What you are asked to do
The answer must be an exact copy of all the data below.

Data in this exercise
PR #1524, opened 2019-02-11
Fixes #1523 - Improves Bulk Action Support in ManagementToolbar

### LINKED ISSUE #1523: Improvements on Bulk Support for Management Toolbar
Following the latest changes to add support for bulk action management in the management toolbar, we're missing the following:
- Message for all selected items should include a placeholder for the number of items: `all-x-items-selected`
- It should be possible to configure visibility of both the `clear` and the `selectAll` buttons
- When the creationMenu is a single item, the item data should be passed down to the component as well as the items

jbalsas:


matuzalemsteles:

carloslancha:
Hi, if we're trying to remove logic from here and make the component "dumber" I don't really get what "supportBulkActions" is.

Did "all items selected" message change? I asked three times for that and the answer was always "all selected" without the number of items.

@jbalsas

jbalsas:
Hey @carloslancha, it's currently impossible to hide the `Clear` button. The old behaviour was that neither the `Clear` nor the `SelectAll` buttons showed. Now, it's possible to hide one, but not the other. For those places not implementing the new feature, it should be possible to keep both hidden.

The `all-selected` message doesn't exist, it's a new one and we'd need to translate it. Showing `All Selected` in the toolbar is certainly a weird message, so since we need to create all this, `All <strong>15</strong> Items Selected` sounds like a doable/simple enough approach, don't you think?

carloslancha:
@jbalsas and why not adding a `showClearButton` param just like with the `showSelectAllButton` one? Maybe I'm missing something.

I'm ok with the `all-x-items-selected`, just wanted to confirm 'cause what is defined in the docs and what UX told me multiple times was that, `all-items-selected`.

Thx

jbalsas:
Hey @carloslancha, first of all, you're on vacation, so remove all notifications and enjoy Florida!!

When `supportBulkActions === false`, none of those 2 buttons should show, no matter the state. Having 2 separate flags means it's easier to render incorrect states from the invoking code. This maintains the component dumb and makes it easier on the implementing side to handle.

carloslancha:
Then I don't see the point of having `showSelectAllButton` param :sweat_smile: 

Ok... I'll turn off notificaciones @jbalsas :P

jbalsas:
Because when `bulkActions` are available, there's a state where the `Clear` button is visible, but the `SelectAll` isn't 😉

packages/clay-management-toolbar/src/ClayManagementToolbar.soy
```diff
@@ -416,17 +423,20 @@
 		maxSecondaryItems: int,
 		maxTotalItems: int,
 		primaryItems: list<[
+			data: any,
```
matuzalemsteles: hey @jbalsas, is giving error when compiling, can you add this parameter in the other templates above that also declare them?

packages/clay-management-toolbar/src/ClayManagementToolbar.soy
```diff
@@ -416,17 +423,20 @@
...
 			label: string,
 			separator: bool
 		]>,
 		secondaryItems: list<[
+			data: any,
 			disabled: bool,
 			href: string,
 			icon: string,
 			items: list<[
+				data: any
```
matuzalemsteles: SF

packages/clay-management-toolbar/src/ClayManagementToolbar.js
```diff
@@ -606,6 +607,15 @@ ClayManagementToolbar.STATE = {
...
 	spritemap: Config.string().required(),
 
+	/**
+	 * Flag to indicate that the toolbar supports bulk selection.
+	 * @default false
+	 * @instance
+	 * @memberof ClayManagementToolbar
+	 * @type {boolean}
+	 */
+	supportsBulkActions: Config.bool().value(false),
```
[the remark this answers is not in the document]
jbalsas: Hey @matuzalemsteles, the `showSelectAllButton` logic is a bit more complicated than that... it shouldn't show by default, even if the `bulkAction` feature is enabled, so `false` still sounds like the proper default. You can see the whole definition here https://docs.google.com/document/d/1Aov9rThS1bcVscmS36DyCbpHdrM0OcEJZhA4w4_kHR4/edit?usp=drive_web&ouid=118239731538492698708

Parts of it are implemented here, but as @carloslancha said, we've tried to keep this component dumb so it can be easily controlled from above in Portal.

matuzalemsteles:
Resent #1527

The completed task
PR #1524, opened 2019-02-11
Fixes #1523 - Improves Bulk Action Support in ManagementToolbar

### LINKED ISSUE #1523: Improvements on Bulk Support for Management Toolbar
Following the latest changes to add support for bulk action management in the management toolbar, we're missing the following:
- Message for all selected items should include a placeholder for the number of items: `all-x-items-selected`
- It should be possible to configure visibility of both the `clear` and the `selectAll` buttons
- When the creationMenu is a single item, the item data should be passed down to the component as well as the items

jbalsas:


matuzalemsteles:

carloslancha:
Hi, if we're trying to remove logic from here and make the component "dumber" I don't really get what "supportBulkActions" is.

Did "all items selected" message change? I asked three times for that and the answer was always "all selected" without the number of items.

@jbalsas

jbalsas:
Hey @carloslancha, it's currently impossible to hide the `Clear` button. The old behaviour was that neither the `Clear` nor the `SelectAll` buttons showed. Now, it's possible to hide one, but not the other. For those places not implementing the new feature, it should be possible to keep both hidden.

The `all-selected` message doesn't exist, it's a new one and we'd need to translate it. Showing `All Selected` in the toolbar is certainly a weird message, so since we need to create all this, `All <strong>15</strong> Items Selected` sounds like a doable/simple enough approach, don't you think?

carloslancha:
@jbalsas and why not adding a `showClearButton` param just like with the `showSelectAllButton` one? Maybe I'm missing something.

I'm ok with the `all-x-items-selected`, just wanted to confirm 'cause what is defined in the docs and what UX told me multiple times was that, `all-items-selected`.

Thx

jbalsas:
Hey @carloslancha, first of all, you're on vacation, so remove all notifications and enjoy Florida!!

When `supportBulkActions === false`, none of those 2 buttons should show, no matter the state. Having 2 separate flags means it's easier to render incorrect states from the invoking code. This maintains the component dumb and makes it easier on the implementing side to handle.

carloslancha:
Then I don't see the point of having `showSelectAllButton` param :sweat_smile: 

Ok... I'll turn off notificaciones @jbalsas :P

jbalsas:
Because when `bulkActions` are available, there's a state where the `Clear` button is visible, but the `SelectAll` isn't 😉

packages/clay-management-toolbar/src/ClayManagementToolbar.soy
```diff
@@ -416,17 +423,20 @@
 		maxSecondaryItems: int,
 		maxTotalItems: int,
 		primaryItems: list<[
+			data: any,
```
matuzalemsteles: hey @jbalsas, is giving error when compiling, can you add this parameter in the other templates above that also declare them?

packages/clay-management-toolbar/src/ClayManagementToolbar.soy
```diff
@@ -416,17 +423,20 @@
...
 			label: string,
 			separator: bool
 		]>,
 		secondaryItems: list<[
+			data: any,
 			disabled: bool,
 			href: string,
 			icon: string,
 			items: list<[
+				data: any
```
matuzalemsteles: SF

packages/clay-management-toolbar/src/ClayManagementToolbar.js
```diff
@@ -606,6 +607,15 @@ ClayManagementToolbar.STATE = {
...
 	spritemap: Config.string().required(),
 
+	/**
+	 * Flag to indicate that the toolbar supports bulk selection.
+	 * @default false
+	 * @instance
+	 * @memberof ClayManagementToolbar
+	 * @type {boolean}
+	 */
+	supportsBulkActions: Config.bool().value(false),
```
[the remark this answers is not in the document]
jbalsas: Hey @matuzalemsteles, the `showSelectAllButton` logic is a bit more complicated than that... it shouldn't show by default, even if the `bulkAction` feature is enabled, so `false` still sounds like the proper default. You can see the whole definition here https://docs.google.com/document/d/1Aov9rThS1bcVscmS36DyCbpHdrM0OcEJZhA4w4_kHR4/edit?usp=drive_web&ouid=118239731538492698708

Parts of it are implemented here, but as @carloslancha said, we've tried to keep this component dumb so it can be easily controlled from above in Portal.

matuzalemsteles:
Resent #1527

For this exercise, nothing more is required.